- Directed by: Leo Milano
- Written by: Jack Hussar; Shaun Early; Leo Milano;
- Produced by: Brent Madison; Leo Milano;
- Starring: Rudy Pankow; Khalil Everage; Ryan Ashton; Indiana Massara; Mike Starr; Nicholas Turturro;
- Cinematography: Dillon Schneider
- Edited by: Brent McReynolds
- Music by: Kris Dirksen
- Production company: Bad Little Thing
- Distributed by: VMI Releasing
- Release date: July 7, 2023;
- Running time: 102 minutes
- Country: United States
- Language: English

= The Crusades (2023 film) =

The Crusades is a 2023 American teen comedy-drama film written by Jack Hussar, Shaun Early and Leo Milano, directed by Milano and starring Rudy Pankow.

==Plot==
Leo, Sean and Jack are three best friends who attend an all-boys Catholic school called Our Lady of the Crusades. The film begins with the boys training Jack for a fight with a deaf student at a rival school, St. Matthews. The fight, taking place at a baseball diamond, results in Jack getting beaten up badly. Before the fight can end, the police show up and the boys, as well as dozens of onlookers scatter. Leo hops on a bike with Sean riding on the back. As they are racing away from the scene of the crime, they run over the leg of Ryan, a girl from their sister school.
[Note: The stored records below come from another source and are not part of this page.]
PR #403, opened 2017-07-12
Fix build by changing Option field

clippix:
Introduced by commit ea4b98c94f21, an Option modifier on Context field in the
Shell struct.


huntergoldstein:
@mmstick is there a reason that `context` was changed to an optional?

mmstick:
Was planning to have it be set to `None` for script executions, but forgot that I left that in there.

PR #404, opened 2017-07-12
Add `array!` macro for creating inline `Array`s

huntergoldstein:
**Problem**: Writing `Array::from_vec(vec![...])` is verbose and performs more computation than needed.

**Solution**: Add an `array!` macro that replaces any instance of `Array::from_vec(vec![...])` with `array![...]`. Additionally it calls `into` on its elements, so instead of having to write:
```
Array::from_vec(vec!["foo".into(), "bar".into()])
```
it will be sufficient to write
```
array!["foo", "bar"]
```

**Drawbacks**: This creates an extra level of indirection: it is unclear what type the `array!` macro refers to. However I don't think it is any more indirection from before, where the `Array` type is just a `SmallVec` alias.

### DIFF
--- a/src/types.rs
+++ b/src/types.rs
@@ -8,7 +8,7 @@ pub type Value = String;
 pub type VariableContext = FnvHashMap<Identifier, Value>;
 pub type ArrayVariableContext = FnvHashMap<Identifier, Array>;
 
-/// Construct a new Array containing the given artuments
+/// Construct a new Array containing the given arguments
 ///
 /// `array!` acts like the standard library's `vec!` macro, and can be thought
 /// of as a shorthand for:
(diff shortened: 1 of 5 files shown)


mmstick:
I would as some documentation to the macro. Then it will be easy to figure out the what and the why of the macro.

src/types.rs
```diff
@@ -7,3 +7,29 @@ pub type Identifier = SmallString;
 pub type Value = String;
 pub type VariableContext = FnvHashMap<Identifier, Value>;
 pub type ArrayVariableContext = FnvHashMap<Identifier, Array>;
+
+/// Construct a new Array containing the given artuments
```
mmstick: Found spelling mistake here: `artuments`

mmstick:
Thanks!

PR #405, opened 2017-07-12
[WIP] Add support for herestrings

### LINKED ISSUE #133: Add herestrings
```
cat <<<this string is the input
```

huntergoldstein:
- Modified `Pipeline::stdin`'s type to be a union of either a filename or a string input
- Added support in `pipelines::Collector` for recognizing herestrings
- Added required functionality in `Shell::execute_pipeline`

**TODOs**:
- [ ] **Outstanding Bug**: running `tr '[a-z]' '[A-Z]' <<< "foo"` produces no output
- [x] Add doc comments for the `peg::Input` enum
- [x] Add regression tests in `pipelines.rs` and integration tests in `examples/` for herestrings

**Fixes**: Closes #133

**State**: WIP; see TODOs. 

**Other**: This PR ended up being slightly different than #200; instead of holding onto the string and writing to `stdin` once the command had been spawned, this takes a cue from the implementation of `&|`: write the herestring to a pipe, close the writer end, and pass the reader end to the first command in the pipeline.

### DIFF
--- a/src/parser/peg.rs
+++ b/src/parser/peg.rs
@@ -19,14 +19,20 @@ pub struct Redirection {
 }
 
 #[derive(Debug, PartialEq, Clone)]
+pub enum Input {
+    File(String),
+    HereString(String),
+}
+
+#[derive(Debug, PartialEq, Clone)]
 pub struct Pipeline {
     pub jobs:   Vec<Job>,
     pub stdout: Option<Redirection>,
-    pub stdin:  Option<Redirection>,
+    pub stdin:  Option<Input>,
 }
 
 impl Pipeline {
-    pub fn new(jobs: Vec<Job>, stdin: Option<Redirection>, stdout: Option<Redirection>) -> Self {
+    pub fn new(jobs: Vec<Job>, stdin: Option<Input>, stdout: Option<Redirection>) -> Self {
         Pipeline { jobs, stdin, stdout }
     }
 
@@ -36,9 +42,17 @@ impl Pipeline {
             job.expand(&expanders);
         }
 
-        if let Some(stdin) = self.stdin.iter_mut().next() {
-            stdin.file = expand_string(stdin.file.as_str(), &expanders, false).join(" ");
-        }
+        let stdin = match self.stdin {
+            Some(Input::File(ref s)) => {
+                Some(Input::File(expand_string(s, &expanders, false).join(" ")))
+            },
+            Some(Input::HereString(ref s)) => {
+                Some(Input::HereString(expand_string(s, &expanders, false).join(" ")))
+            },
+            None => None
+        };
+
+        self.stdin = stdin;
 
         if let Some(stdout) = self.stdout.iter_mut().next() {
             stdout.file = expand_string(stdout.file.as_str(), &expanders, false).join(" ");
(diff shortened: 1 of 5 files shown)


huntergoldstein:
- I think the way the prompt is displayed is really messing with the output of some of these programs being displayed:
[asciicast](https://asciinema.org/a/bEGKkmKSnevCw4j9MFynCBRnZ)
- Is there a known reason why using a subshell expansion causes the newlines to be stripped?

mmstick:
Newlines in command substitutions are handled the same way as in Bash -- they are converted into spaces unless you double quote the substitution.

huntergoldstein:
I found [this piece of documentation](http://tldp.org/LDP/abs/html/commandsub.html) which says that this will happen when echoing an unquoted variable created with newline, but the following happens on `bash`:
```
$[hunter@ss-arch ~]$ tr '[a-z]' '[A-Z]' <<< $(ls)
BACKUPS
BUILDS
CMR
DOCUMENTS
DOWNLOADS
DROPBOX
MOUNTED
MUSIC
PICTURES
PLAYONLINUX.D
SECONDARY
SUPERPROJECT
VIDEOS
VIRTUAL MACHINES
```
I get the feeling that behavior mentioned in the documentation happens implicitly: the newlines cause the args to get split but `echo` just prints each one out after the other.

mmstick:
We could reverse the quoting rules in herestrings as it's done for for loops.

huntergoldstein:
See #410; I'll just assume the behavior isn't changing for this PR.

src/parser/peg.rs
```diff
@@ -36,9 +45,17 @@ impl Pipeline {
...
 
-        if let Some(stdin) = self.stdin.iter_mut().next() {
-            stdin.file = expand_string(stdin.file.as_str(), &expanders, false).join(" ");
-        }
+        let stdin = match self.stdin {
+            Some(Input::File(ref s)) => {
+                Some(Input::File(expand_string(s, &expanders, false).join(" ")))
+            },
+            Some(Input::HereString(ref s)) => {
+                Some(Input::HereString(expand_string(s, &expanders, false).join(" ")))
```
mmstick: If you change the `false` to `true` here, the newlines won't be replaced with spaces.

src/shell/pipe.rs
```diff
@@ -159,15 +187,30 @@ impl<'a> PipelineExecution for Shell<'a> {
...
+                        },
+                        Err(e) => {
+                            eprintln!("ion: failed to redirect '{}' into stdin: {}", filename, e);
+                        }
+                    }
+                }
+            },
+            Some(Input::HereString(ref string)) => {
+                if let Some(command) = piped_commands.first_mut() {
+                    match unsafe { crossplat::stdin_of(string) } {
```
mmstick: Adding the following fixes the issue with the "foo" argument:

```rust
let result = if string.ends_with('\n') {
    unsafe { crossplat::stdin_of(string) }
} else {
    let string = [string, "\n"].concat();
    unsafe { crossplat::stdin_of(&string) }
};
```

Doing a match on that `result` will get you what you want.

mmstick:
Is this ready to merge now?

huntergoldstein:
Yup; good to go

mmstick:
Thanks!

PR #407, opened 2017-07-13
Tildes are now part of normal tokens

### LINKED ISSUE #406: [DANGER] Tidle is expanded into separate word when used with globbing
**Reproduction**: Attempt to run a command that includes both globing and a tilde.

**Expected behavior**:
```
$ ls ~/Downloads/
cd61.iso
some.program.tar.gz
$ rm ~/Downloads/*
$ ls ~/Downloads
< nothing >
$
```

**Actual behavior**:
```
$ ls ~/Downloads/
cd61.iso
some.program.tar.gz
$ rm ~/Downloads/*
rm: cannot remove '/home/hunter': Is a directory
```

**Build information**: 
- `git rev-parse HEAD`: 244811eb8d58c07dd546cadc5abd0cc506f6e6bc

**Misc**: This is concerning and I don't think the fix is trivial. I'm going to try and get this done right now but I'm gone for the next few days and this seems urgent.

huntergoldstein:
**Fixes**: Closes #406.

**Summary**: Instead of parsing tildes separately from normal tokes they are now included inside normal tokens, but the `tilde` flag is set so when they are expanded the `ExpansionFunction::tilde` function is called on the string.

**Drawbacks**: 
- Very untested (but all the tests pass, and the examples)
- I'm not sure this is the optimal solution, but it works
- This is dependent on `expand_func.tilde` expecting a full path that is prefixed with a tilde; I'm not sure if we're ok with that.

### DIFF
--- a/src/parser/shell_expand/mod.rs
+++ b/src/parser/shell_expand/mod.rs
@@ -159,6 +159,31 @@ pub fn expand_tokens<'a>(token_buffer: &[WordToken], expand_func: &'a ExpanderFu
     let mut output = String::new();
     let mut expanded_words = Array::new();
     let mut is_glob = false;
+
+    macro_rules! expand {
+        ($text:expr, $do_glob:expr, $tilde:expr) => {{
+            let expanded: String = if $tilde {
+                match (expand_func.tilde)($text) {
+                    Some(s) => s,
+                    None => $text.into()
+                }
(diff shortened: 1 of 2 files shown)


mmstick:
We can find better solutions in the future if need be. I think this is perfectly fine for now. Thanks!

The next school day, Jack is called into the dean’s office to discuss what took place. He denies everything, and Dean Whitman has more important things to attend to. The dean announces to the school that there are discussions taking place about a possible merger with St. Matthews. Vince, Ryan’s boyfriend, is a student at St. Matthews and knows Leo and Sean broke Ryan’s leg fleeing from the fight. The boys try to figure out how they can navigate this possible merger and not get killed by Vince.

Leo has to navigate a high school crush for his Italian teacher, Ms. Kerpial, while ignoring advances from Ryan, who doesn’t know he broke her leg. Sean must balance his time with his girlfriend Jess while making sure his friends don’t get killed by Vince. Jack is seeking the attention of any girl who will take him seriously.
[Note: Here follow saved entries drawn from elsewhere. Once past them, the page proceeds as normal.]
PR #427, opened 2017-07-17
bugfix: echo was treating anything preceded by - as an option flag

drosseau:
`echo` was treating everything preceded by - as an options flag so something like `echo -1` wouldn't output anything.

This change would make it act more like the usual `echo`, which would even take something like `echo -n1` and output `-n1` while `echo -n -1` would recognize the `-n` flag and output `-1` without a newline.


mmstick:
Thanks! Would you be interested in submitting more contributions? There's a lot of easy jobs in the builtin department of the shell that we need implemented, and I have a quick PR turn around time.

drosseau:
Yea, I actually found this bug while implementing `not`. I'm trying to work on "low hanging fruit" issues for now while I get familiar with the code.

PR #428, opened 2017-07-17
Jobs no longer use a separate list of builtins to determine the command type

drosseau:
Before when determining how to create the command the code would look at a hand maintained list which had to be updated whenever a new builtin was added. It looked like that was fairly out of date and caused some odd behavior. For example `true` and `false` weren't in the list so `true && false` wouldn't be using the builtins, but just `true` or `false` alone would be. Since the shell has the builtins hash I figured we can just check if it is in there or not by checking the keys and then call the appropriate method to create the command.


mmstick:
Thanks!

PR #429, opened 2017-07-17
Conditionals && and || weren't working as expected

drosseau:
If you ran `false && echo and || echo or` you should have gotten "or" echoed, but instead nothing was coming out. It was caused by advancing these iterators. It looks like those lines were added [here](https://github.com/redox-os/ion/commit/9d5cb19d26d0744c9de48983d981b4d0da4984b7#diff-cc20bc374fba8d873a99948f7710250eL127), but I'm not exactly sure why. It references `&|`, but that seems to work fine without them.

Also added that examples script to help make sure they're still working in the future.

### DIFF
--- a/examples/conditionals.ion
+++ b/examples/conditionals.ion
@@ -1,0 +1,9 @@
+true && echo and || echo or
+false && echo and || echo or
+false || echo false
+true && echo true
+true || echo cant get here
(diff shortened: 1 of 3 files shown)


mmstick:
Thanks!

PR #430, opened 2017-07-18
Read init file only when using interactive shell

clippix:
Execute the initrc file only when using ion in interactive mode as it probably makes less sense in the other modes.

Moreover, it fixes modification of the context done in the initrc file which weren't taken into account as the context wasn't initialized at the time of the script execution (e.g.: `set -o vi` in the initrc didn't set the vi editing mode in interactive sessions).


mmstick:
Thanks!

Issue #419, opened 2017-07-16
Fix `echo hello#world`


mmstick:
The output used to be `hello#world`, but it seems the parsing has changed so that the `#world` is cut off. This is more than likely related to the `StatementSplitter`. We should implement tests to ensure that it doesn't happen again in the future.

PR #432, opened 2017-07-18
Fix issue #419 `echo hello#world`

drosseau:
This should fix issue #419, but I'm not sure if it is exactly how we want to do it. With this change any `#` not at the start of the line (`self.read == 1`) or preceded by an ascii whitespace character (`b' ' | b'\t'`) will be considered part of the token it is inside.


mmstick:
Thanks. This is how it was working before, and is the standard behavior in other shells.

PR #433, opened 2017-07-19
Add support for inline expressions in methods

### LINKED ISSUE #389: Implement Inline Methods
I've decided that we will pursue implementing this on top of our existing method syntax. The rules are simple, but might require some complex brain work to get the parser ready and capable of parsing the additional rule. The purpose of inline methods is to prevent the need to round trip results to variables and increasing the number of lines of code to parse and execute, costing time and energy, of which we have limited amounts of both.

Basically, it works as follows: if the input parameter in a method begins with `$`, `@`, `[`, `"`, or `'`, then that parameter is an expression and should be parsed as such. Otherwise, treat the parameter as the preferred variable type.

# As Expression

```ion
let lines = @lines($read("filename"))
let lines = @lines($(cmd args...))
let lines = @lines($string_var)
```

# As Variable

```ion
let lines = @lines(string_var)
```

huntergoldstein:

The boys try to hide out from Vince at a party, but he finds them. Sean abandons Jess to try to protect his friends. A pursuit ensues, and Vince and his gang, "The Wrecking Crew", catch the boys and beat them up. They are rescued by a retired neighbor, Mr. Podkowa, who they had previously taunted. Vince decides to tell all after getting caught. He reveals he was in a relationship with Ms. Kerpial, who gets arrested for child molestation. He also reveals to Ryan that Leo broke her leg. Jess and Sean break up. The boys are left single, but still have their friendship.

==Cast==
- Rudy Pankow as Leo Grecco
- Khalil Everage as Sean
- Ryan Ashton as Jack Nozak
- Indiana Massara as Jess
- Ashley Nicole Williams as Ryan
- Anna Maiche as Ms. Kerpial
- Blaine Maye as Vince
- Greg Davis Jr. as Dean Whitman
- Nicholas Turturro as Coach Krieger
- Mike Starr as Mr. Podkowa
- Hope Quattrocki as Caitlyn
- Nicholas Turturro III as Evan
- Adam Shalzi as Riggs
- Juno Yang as Tony
- Peter Siewerth as Mr. Marshall

==Production==
On June 10, 2021, it was announced that Pankow will star in the film. On June 29 that same year, it was announced that Everage and Massara joined the cast. Shot on the Northwest side of Chicago and surrounding suburbs where director Leo Milano grew up and attended school.

==Release==
The film was released in theaters, on demand and digital on July 7, 2023.

== Reception ==
On review aggregator Rotten Tomatoes, the film holds a score of 22% based on nine reviews, with an average rating of 4.7/10. Brian Orndorf of Blu-ray.com said that "there are spirited moments in the picture, but the endeavor as a whole is uneven, lacking inspired goofiness and a deeper, more human feel for the characters."